Tamara says she’s glad to be back in her neighborhood school and that she never really felt welcome at Reilly. She agrees with her parents, who say that the black kids who attended Reilly were not challenged by teachers like the white kids. “I don’t think the teachers inspired the kids,” says Willie. “It’s different here. Maybe [the teachers] are more concerned because the parents are only a few blocks away.”

Tamara’s parents have noticed that since she’s been back at Rice, their daughter comes home from school less tired because she doesn’t have to ride a bus. There were more books in the Rice library last year and Tamara was introduced to her first computer terminal, but more importantly, she says her grades and attitude have both improved. “I have to work harder to make my grades [at Rice] than I did at Reilly,” says Tamara, an “A” student.

In April 1984, Judge Sanders granted the Dallas Independent School District unprecedented cutbacks in its busing program by ordering the return of more than 1,300 fourth- through sixth-grade school children to learning centers near their homes last fall.

For the federal courts in Dallas, Sanders’ order represented an about-face. DISD officials have always maintained that forced busing per se would not improve educational achievement for minority students, and national studies in recent years, for the most part, have failed to support the idea that integrated settings created by busing have improved student achievement. To complicate the issue, the white flight brought on by school busing has created another problem: decreasing white student enrollment. While district-wide white student enrollment in 1976 was 38.1 percent, by 1983 it had dropped to 24.7 percent. By 1984, about 100 of the district’s 178 schools were predominantly minority, and some minority students were being bused to predominantly minority schools.

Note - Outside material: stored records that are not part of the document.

PR #706, opened 2022-07-23
options/posix: fix race with cancelee in pthread_cancel

### LINKED ISSUE #613: posix: pthread_cancel test fails intermittently on RISC-V Linux
On commit 3459cb4a6f613d61ffe9e82dac0f0111e8555ed4, the CI encountered an intermittent failure in the `pthread_cancel` test on RISC-V (under the Linux sysdeps):
```
  61/144 mlibc:posix / pthread_cancel                 FAIL            1.10s   killed by signal 6 SIGABRT
――――――――――――――――――――――――――――――――――――― ✀  ―――――――――――――――――――――――――――――――――――――
stderr:
In function main, file ../../../src/mlibc/tests/posix/pthread_cancel.c:94: Assertion '!ret' failed!
```
I haven't been able to reproduce this anywhere, so it's possible that it is just a `qemu-user` bug or toolchain bug. It's also possible that the bug is present in the arch/OS-independent code too.

qookei:
It's possible that tgkill fails in pthread_cancel because the cancelee
has in the quit in the time between setting the cancellation trigger
bit, and sending SIGCANCEL.

Fixes #613

### DIFF
--- a/options/posix/generic/pthread-stubs.cpp
+++ b/options/posix/generic/pthread-stubs.cpp
@@ -495,12 +495,17 @@ void pthread_testcancel(void) {
 	}
 }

Sanders’ most recent court opinion, which partially rescinded his 1982 school desegregation order, challenged DISD officials to put up or shut up. Although he acknowledged that he wanted to find a solution other than busing, his order was not without strings attached; the reduction of busing was accompanied by a mandate to rapidly increase the achievement of minority students by implementing smaller classes and special learning programs in three elementary schools, including Charles Rice, H.S. Thompson and Pearl C. Anderson.

In his new order, Sanders praised DISD officials for their creativity and their offer to spend an additional $1 million on the three schools. But he also vented his anger over the traditionally low achievement scores of South Dallas students. “The current achievement levels for these students are appalling, far below norms for the district,” Sanders said in his order. “More than four-fifths of these pupils are below the national norm; nearly three-fifths rank in the lowest 30th percentile nationally.” Therefore, Sanders ordered school officials to make good on their promise to reduce annually by 10 percent the number of South Dallas students scoring below the 30th and 50th percentile on the reading portion of the Iowa Test of Basic Skills at the South Dallas Learning Centers. School officials say the goals are “extremely ambitious.”

The three schools have maintained a l-to-20 teacher-student ratio (district-wide the ratio is roughly l-to-27) and have gone back to a “self-contained” classroom concept, essentially meaning that the students have one teacher for basic subjects and special teachers for such subjects as art, music and physical education.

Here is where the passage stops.